__Task item__: Your answer must be the records below, reproduced exactly.

(Dataset entries)
+ + +

PR #205, opened 2015-10-28
ssh: split out conf files, install sysvinit startup files in openssh-sshd pkg

sknsean:


recipes/openssh/openssh.inc
```diff
@@ -70,15 +70,18 @@ do_install_extra_files() {
...
+FILES_${PN}-ssh = "${bindir}/slogin"
 FILES_${PN}-ssh-doc = "${mandir}/*/ssh_config.* ${mandir}/*/slogin.*"
 FILES_${PN}-sshd = "${sysconfdir}/init.d/sshd \
-	${sysconfdir}/ssh/moduli ${sysconfdir}/ssh/sshd_config \
+	${sysconfdir}/rcS.d/* \
+	${sysconfdir}/ssh/moduli \
 	${localstatedir}/run/sshd"
 FILES_${PN}-sshd-doc = "${mandir}/*/moduli.* ${mandir}/*/sshd_config.*"
+FILES_${PN}-ssh-config = "${sysconfdir}/ssh/ssh_config"
+FILES_${PN}-sshd-config = "${sysconfdir}/ssh/sshd_config"
```
kimrhh: you should make the ssh package depend on these two new packages to make sure we don't break stuff downstream. Probably best to let the new packages PROVIDE sshd_config and ssh_config respectively, and then depend on that, so it becomes easy to override those with your own little recipe.

recipes/openssh/openssh.inc
```diff
@@ -72,13 +72,20 @@ inherit auto-package-utils
 AUTO_PACKAGE_UTILS = "ssh-add ssh-agent ssh-keyscan ssh-keygen ssh-keysign \
 	scp ssh sshd sftp sftp-server ssh-pkcs11-helper"
 
+PACKAGES_${PN} += "ssh-config sshd-config"
```
esben: Although not really a requirement, normally we prefix all packages with ${PN}, and I don't see a special reason to do it different here.

sknsean: fixed

esben:
LGTM :+1:

recipes/openssh/openssh.inc
```diff
@@ -72,13 +72,20 @@ inherit auto-package-utils
...
 FILES_${PN}-sshd = "${sysconfdir}/init.d/sshd \
-	${sysconfdir}/ssh/moduli ${sysconfdir}/ssh/sshd_config \
+	${sysconfdir}/rcS.d/* \
+	${sysconfdir}/ssh/moduli \
 	${localstatedir}/run/sshd"
 FILES_${PN}-sshd-doc = "${mandir}/*/moduli.* ${mandir}/*/sshd_config.*"
+FILES_${PN}-ssh-config = "${sysconfdir}/ssh/ssh_config"
+PROVIDES_${PN}-ssh-config = "ssh-config"
+FILES_${PN}-sshd-config = "${sysconfdir}/ssh/sshd_config"
+PROVIDES_${PN}-sshd-config = "sshd-config"
```
sknsean: Is this PROVIDES needed?

esben: No, they are actually both not really needed. You can just provide openssh-ssh-config and/or openssh-sshd-config, which is probably better, as such packages are very unlikely to work with other ssh packages than openssh.

kimrhh:
merged, thanks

+ + +

__The completed task__:
PR #205, opened 2015-10-28
ssh: split out conf files, install sysvinit startup files in openssh-sshd pkg

sknsean:


recipes/openssh/openssh.inc
```diff
@@ -70,15 +70,18 @@ do_install_extra_files() {
...
+FILES_${PN}-ssh = "${bindir}/slogin"
 FILES_${PN}-ssh-doc = "${mandir}/*/ssh_config.* ${mandir}/*/slogin.*"
 FILES_${PN}-sshd = "${sysconfdir}/init.d/sshd \
-	${sysconfdir}/ssh/moduli ${sysconfdir}/ssh/sshd_config \
+	${sysconfdir}/rcS.d/* \
+	${sysconfdir}/ssh/moduli \
 	${localstatedir}/run/sshd"
 FILES_${PN}-sshd-doc = "${mandir}/*/moduli.* ${mandir}/*/sshd_config.*"
+FILES_${PN}-ssh-config = "${sysconfdir}/ssh/ssh_config"
+FILES_${PN}-sshd-config = "${sysconfdir}/ssh/sshd_config"
```
kimrhh: you should make the ssh package depend on these two new packages to make sure we don't break stuff downstream. Probably best to let the new packages PROVIDE sshd_config and ssh_config respectively, and then depend on that, so it becomes easy to override those with your own little recipe.

recipes/openssh/openssh.inc
```diff
@@ -72,13 +72,20 @@ inherit auto-package-utils
 AUTO_PACKAGE_UTILS = "ssh-add ssh-agent ssh-keyscan ssh-keygen ssh-keysign \
 	scp ssh sshd sftp sftp-server ssh-pkcs11-helper"
 
+PACKAGES_${PN} += "ssh-config sshd-config"
```
esben: Although not really a requirement, normally we prefix all packages with ${PN}, and I don't see a special reason to do it different here.

sknsean: fixed

esben:
LGTM :+1:

recipes/openssh/openssh.inc
```diff
@@ -72,13 +72,20 @@ inherit auto-package-utils
...
 FILES_${PN}-sshd = "${sysconfdir}/init.d/sshd \
-	${sysconfdir}/ssh/moduli ${sysconfdir}/ssh/sshd_config \
+	${sysconfdir}/rcS.d/* \
+	${sysconfdir}/ssh/moduli \
 	${localstatedir}/run/sshd"
 FILES_${PN}-sshd-doc = "${mandir}/*/moduli.* ${mandir}/*/sshd_config.*"
+FILES_${PN}-ssh-config = "${sysconfdir}/ssh/ssh_config"
+PROVIDES_${PN}-ssh-config = "ssh-config"
+FILES_${PN}-sshd-config = "${sysconfdir}/ssh/sshd_config"
+PROVIDES_${PN}-sshd-config = "sshd-config"
```
sknsean: Is this PROVIDES needed?

esben: No, they are actually both not really needed. You can just provide openssh-ssh-config and/or openssh-sshd-config, which is probably better, as such packages are very unlikely to work with other ssh packages than openssh.

kimrhh:
merged, thanks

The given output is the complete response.